Pakistan is viewed with deep suspicion in Kabul because of its ties to the Taliban, whom Pakistan backed through the 1990s.

The hardline Islamists are the only Afghanistan faction over which Pakistan has any influence and can use as leverage to try to limit India's influence, and for the time being, Pakistan is likely to tread very carefully.

Main Taliban factions, such as those led by veteran guerrilla commander Jalaluddin Haqqani and supreme Taliban chief Mullah Mohammad Omar, derive much support from supply networks and bases on the Pakistani side of the border.

As efforts to stabilise Afghanistan gather pace, Pakistan is likely to use those groups as bargaining chips, said Khadim Hussain of the Pakistan-based Aryana Institute think-tank.

"I don't think Pakistan is going to put all of its cards on the table. They will try to keep some of them for their own interests and agenda," Hussain said.

"Pakistan will keep the whole thing very vague so it can address its own interests and foreign policy agenda."

In an indication of the quickening pace of diplomacy, a U.N. official said members of the Taliban's leadership council had secretly met the U.N. representative for Afghanistan in Dubai last month to discuss the possibility of laying down arms.

TROOPS OUT

Pakistani Foreign Minister Shah Mehmud Qureshi said in London he was satisfied with the outcome of the international conference, which he said had addressed all Pakistani concerns.

Pakistan has long stressed the need for talks and Qureshi said Pakistan would help, if asked.

"Pakistan has said that we want the reconciliation process to be Afghan-led," Qureshi told a news conference. "If the Afghans so desire, we are willing to facilitate."

Underlining Pakistan's determination to keep India out of any Afghan process, Qureshi expressed satisfaction a proposal to set up a regional body including India had been dropped.

"Pakistan said there was no need for a new regional architecture ... Today, our point of view was understood and incorporated."

But analysts said the question of Pakistani pressure on the Taliban to get them to the jirga might be irrelevant if, as they expect, the Taliban reject the invitation.

"Pakistan does not have as much influence over the Taliban as it used to," said a former Pakistani ambassador to Afghanistan, Ayaz Wazir.

Even when Pakistan was one of three countries to recognise the Taliban government, they never took orders, he said.

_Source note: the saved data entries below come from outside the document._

PR #186, opened 2020-11-19
Add Cypress tests into build

nickdavis2001:
## Purpose
_Introduce cypress into the testing mix for LPAL-6 JIRA_

## Approach

_Similar to how done for pa11y, has its own docker container which can be spun up locally or by circle. First test included which does a login_

## Learning

## Checklist


charlesmmarshall (approved):

Raffers (approved):

williamfalconeruk (approved):

cypress/Dockerfile
```diff
@@ -0,0 +1,10 @@
+FROM cypress/included:5.2.0
+
+WORKDIR /root
+
+RUN apt-get install curl
```
williamfalconeruk, line 5: looks like this can be safely removed.

williamfalconeruk: the docker image already has this in - that's useful to know 👍

cypress/Dockerfile
```diff
@@ -0,0 +1,10 @@
...
+
+ENV CYPRESS_VIDEO=false
```
williamfalconeruk, line 7: you can pass this in as a -e option when doing `docker run` if need be. this is optional.

williamfalconeruk (changes requested):
just the one change needed to remove that download step, then it's good to go.

cypress.json
```diff
@@ -0,0 +1 @@
+{}
```
williamfalconeruk, line 1: more of a question, i'm guessing this is needed even if empty? is this where we configure cypress?

.circleci/config.yml
```diff
@@ -719,13 +725,17 @@ orbs:
...
+                docker run -it -e "CYPRESS_baseUrl=https://$FRONT_DOMAIN" cypress:latest # cypress run --spec ~/project/cypress/integration/basic_login.js
+          - run:
+              name: Run pa11y tests
               command: |
                 docker run -dt -e AWS_ACCESS_KEY_ID -e AWS_SECRET_ACCESS_KEY -e AWS_SESSION_TOKEN -e CI -e "BASE_DOMAIN=$FRONT_DOMAIN" --name opgpa11y opgpa11y:latest
                 docker exec opgpa11y sed -i "s/localhost:7002/$FRONT_DOMAIN/" config.json
                 docker exec opgpa11y pa11y-ci -c config.json || true # true prevents this being a failure if pa11y has errors. one day we will want to remove true
           - run:
-              name: Run test
+              name: Run caspar tests
```
Raffers, line 738: casper > caspar

cypress/Dockerfile
nickdavis2001: Indeed it is. Good spot :)

williamfalconeruk: yep - circleci logs mentioned no update needed. happy to approve now :)

williamfalconeruk (approved):

cypress/Dockerfile
nickdavis2001: Indeed.  This came across with Vega's dockerfile. I guess its a sensible default as the only time we want the video is when running locally.

cypress.json
nickdavis2001: I think its still needed even inf empty, but in future will put the localhost address in there actually so that we can run locally outside docker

"They would listen to Pakistan but then do whatever they wanted. Why would they accept our advice now when they're fighting on their own?," Wazir said, adding he thought the Taliban would reject the invitation to talks.

"If they wanted to take part in such jirgas then they wouldn't have fought for eight or nine years," he said.

"They don't accept Karzai and say he is imposed by the United States, then why would they join this? First they want foreign troops to leave."

Veteran journalist and Afghan expert Rahimullah Yusufzai said the Taliban had shown signs of flexibility, saying they would not let Afghan soil be used for attacks on others in an apparent reference to reining in their al Qaeda allies.

But he also said the Taliban were unlikely to attend the jirga and would repeat their demand for foreign troops to leave.

However, the jirga could lure some ethnic Pashtun tribes allied with the Taliban back to the fold, said Hussain.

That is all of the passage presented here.